How to set up your new gadget gifts this season

Here are some cool tips to help you unwrap your new gadgets and also set them up in time for use this holiday season.

It happens every Christmas. As soon as the wrapping hits the floor, you're getting hit up to set up everyones new gadgets.

Don't worry, this year Jennifer Jolly has your back with a few quick tips so that you'll be navigating the myriad of menus and manuals — done and on to the chicken lap — in no time.

Avoid wrap rage: You get one tiny little pair of earbuds that are so encased in hard plastic, locked in with metal twist ties, that the sheer struggle both mentally and physically of trying to open the darn thing all but kills Christmas. Know the feeling? Some 6,000 people a year go to the ER with wounds from trying to pry, slice, or stab open gifts entombed in these stupid clamshell cases. The simple fix? A can opener. Just flip the package over, with the front facing down. Clamp your can opener right onto the rightmost edge of the package, and twist. So incredibly easy.

Simple set-up: Just about every new gadget these days comes with a quick start guide that's easy to follow. Most new gadgets simply need to be plugged in and charged up, connected to Wi-Fi, and linked it to an existing email account. Pretty simple stuff. Take a second and set up security features, such as Find my iPhone or Lookout on Android. Also, download a few of your favourite apps. If you're not sure which ones to choose, take a look at the Editor's Choice apps, as well as other curated suggestions on iTunes or Google Play or the Windows store. Open everything with a large Ziploc nearby. Label the charger, put all of the instructions, extra pieces, even the original boxes inside and store it away. This helps if you need to read the manual, return it, or even re-sell it down the road.

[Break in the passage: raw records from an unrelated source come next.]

PR #106, opened 2019-05-01
Organizer Reminders: Split manual send onto a separate screen for UX.

iandunn:
This doesn't yet reflect all of the design changes, but the direction that it should go in is to make the new screen a Gutenberg block.

Supercedes #59

PR #303, opened 2019-12-19
Sessions: Gutenberg-ify Session Info & Speakers metaboxes

ryelle:
This is an attempt at switching over to using a gutenberg pattern for the session meta info (date, time, etc). It sets up a gutenberg plugin which slots into the Document Settings sidebar, and creates panels for Session Info & Speakers.

The idea is that we could phase out the metabox & meta saving functionality, and instead expose the meta via API + `register_post_meta` and use the UI patterns of Gutenberg.

### Screenshots

Screen Shot 2020-01-14 at 4 56 17 PM

1. Edit a session (either new, or existing)
2. If existing, the session info should correctly populate the new panel
3. If new, it should be empty
4. Edit the session info, save
5. It should save correctly

### DIFF
--- a/package.json
+++ b/package.json
@@ -14,6 +14,7 @@
 	"workspaces": [
 		"public_html/wp-content/mu-plugins/blocks",
 		"public_html/wp-content/mu-plugins/virtual-embeds",
+		"public_html/wp-content/plugins/wc-post-types",
 		"public_html/wp-content/plugins/wordcamp-forms-to-drafts",
 		"public_html/wp-content/plugins/wordcamp-speaker-feedback"
 	],
--- a/public_html/wp-content/mu-plugins/gutenberg-tweaks.php
+++ b/public_html/wp-content/mu-plugins/gutenberg-tweaks.php
@@ -31,7 +31,7 @@ function disable_editors_by_post_type( $editors, $post_type ) {
 	 * @todo Uncomment these as the metaboxes are converted into gutenberg-native panels.
 	 */
 	$gutenberg_only = array(
-		// 'wcb_session',
+		'wcb_session',
 		// 'wcb_speaker',
 		// 'wcb_sponsor',
 		// 'wcb_organizer',
--- a/public_html/wp-content/plugins/wc-post-types/.prettierrc.js
+++ b/public_html/wp-content/plugins/wc-post-types/.prettierrc.js
@@ -1,0 +1,7 @@
+// Import the default config for core compatibility, but enable us to add some overrides as needed.
+const defaultConfig = require( '@wordpress/scripts/config/.prettierrc.js' );
+
+module.exports = {
+	...defaultConfig,
+	printWidth: 115,
+};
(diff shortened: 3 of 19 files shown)


public_html/wp-content/plugins/wc-post-types/.eslintrc.js
```diff
@@ -0,0 +1,139 @@
+/*
```
ryelle: If we use core's eslint rules instead of our own customizations, I think we can avoid adding these .eslintrc files to every sub-project… or maybe we can add it to the top-level of the project? I can look into this more.

iandunn:
Blocked per #299, which should be merged first to avoid redoing work.

iandunn:
Removed `blocked` because #299 is merged now.

coreymckrill (commented):
👍 Worked in local testing

The Session Length number fields I'm seeing aren't sized the same way as in the screenshot; they're way too big and each take up their own line in the panel. Maybe there's a build command somewhere I'm missing? (see screenshot, using Firefox)

session-length

The big conundrum I'm facing is if we could merge this given that WordCamp sites can still choose to default to the Classic Editor. Since this PR removes a lot of code necessary for the old metaboxes to work, sessions won't be editable in the Classic view anymore.

Maybe we could add one of those tutorial tool tips pointing at the Session Info panel the first time someone loads an Edit Session screen, so they know where it moved to?

iandunn:
> if we could merge this given that WordCamp sites can still choose to default to the Classic Editor.

I think it's fine for us to gradually move support for our _custom_ work to Gutenberg-only. I don't think it's worth it to support both editors for anything custom.

We've already got [code that disables G for some CPTs](https://github.com/WordPress/wordcamp.org/blob/7644a12/public_html/wp-content/mu-plugins/gutenberg-tweaks.php#L20-L37), and [an unfinished PR that expands that in the other direction](https://github.com/WordPress/wordcamp.org/pull/106/commits/622d23a6b868f9dbe8f830db5b6969df8dae9573#diff-addb2c8c6a22887efcd71302eeaaeb94R38-R42).

ryelle:
Oh, I forgot to add the build step to my testing instructions 🤦‍♀  This introduces a new project, so you need to run `yarn` & `yarn workspace wc-post-types build`. I'm not sure how you're even seeing any session fields, without the build step.

ryelle:
> The big conundrum I'm facing is if we could merge this given that WordCamp sites can still choose to default to the Classic Editor. 

I've got a branch locally to disable the classic editor on select post types, I'll push that up so we can merge it before this.

> Maybe we could add one of those tutorial tool tips pointing at the Session Info panel the first time someone loads an Edit Session screen, so they know where it moved to?

I'll look into this.

ryelle:
Looks like the tooltips were deprecated in favor of this style of guide-modal, but I don't think it'll work for us… what do you think?

Screen Shot 2020-04-07 at 12 41 48 PM

coreymckrill:
Hmm, yeah that seems like a bit much. Unless it can be a lot smaller without an image?

coreymckrill (approved):
👍 Looks good in Firefox now.

ryelle:
Rebased, moved some folders, and fixed an issue with sessions not being correctly tagged as "regular sessions". I don't think this needs a re-review, so will merge when the tests pass.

Transfer important files and settings: For tablets, smartphones, and computers, you likely have to transfer your files and settings to the new device. This is a different process for different gadgets, but here are some steps to get you started:

  • If your gift is an upgrade to the latest version, it may be simple as backing up the old device and restoring to the new. This is especially easy with iPhone and iPad upgrades. Syncing the device with a host computer often lets you duplicate chosen apps and contacts on the new device in just a few minutes.
  • If you sync your contacts, mail, or documents through any particular service — like Gmail or Dropbox — starting on a new system can be as easy as setting up those same services on your new computer, smartphone, or tablet.
  • For computers, the simplest way to move your data is to copy your files from one computer to another over wifi or to a spare hard drive or USB drive. If you're upgrading a Mac, an associate at an Apple Store can perform this transfer for no charge.
  • Some Android phone and tablets have access to external storage, which can be a great way to back up files and settings and move them to a new device.

Get the extras ready: New HDTV's and gaming consoles might require a few extras to get you up and running. Common culprits that may be missing include batteries, cables, memory cards, and software or games. For example, a new HDTV or Blu-ray player isn't likely to include the HDMI cord you'll need to connect it to the rest of your entertainment gadgets.

A few other important add-ons include:

  • Game consoles almost never come with the games to play on them. Be sure to pick up one or two along with the system itself to ensure a fun-filled weekend.
  • If you're giving a digital or video camera, there's a good chance it'll come with either a tiny memory card or no storage media at all. If you're giving one of these, it's a good idea to snag a beefy memory card at the same time.

Consider the kids: If you're giving a gadget gift to a teenager or younger user, it may be a good idea to set up the parental controls ahead of time. Set up a password for mature content and share it with the recipient's parent or guardian so they can change it if they need to. Most tablets and smartphones have easy-to-use age controls that restrict content with a basic setting that is easy to change by the parent if needed. The same is true for new video games and movies. If you're giving a game console or a Blu-ray player and want to include some content to play on the device, err on the side of caution and select titles that are acceptable for all ages. For movies, PG or G is perfect, and for video games you'll want to select T or E-rated titles. In any case, avoiding R-rated movies and M-rated games will ensure a parent doesn't have to un-gift your present after the fact.

When all else fails: If the new gift just happens to be an Amazon Kindle Fire, you're in great luck if you get stumped because there's a "Mayday" button that connects you to a real person, right on the device. There's also an Android App called Zikk that gives you access to to your families devices, so that you can help them, even if you're halfway around the world. For everything else, if you end up being truly in a pinch for set-up tips, and the instruction manual isn't helping make matters any better, the web might be your best friend. Many new gadgets have pages upon pages of online support.

You should be able to find answers to specific questions — or at least a way to contact support if you're still having trouble. If you still can't find what you're looking for, simply go to your favourite search engine and type the product name as well as a description of the problem you're having — chances are you aren't the only one who's having it, and someone may have a solution for you. If the worst does indeed happen — and your gift simply won't work, or isn't right for the recipient — always keep your receipts! A working gift a day late is better than a broken gift on time!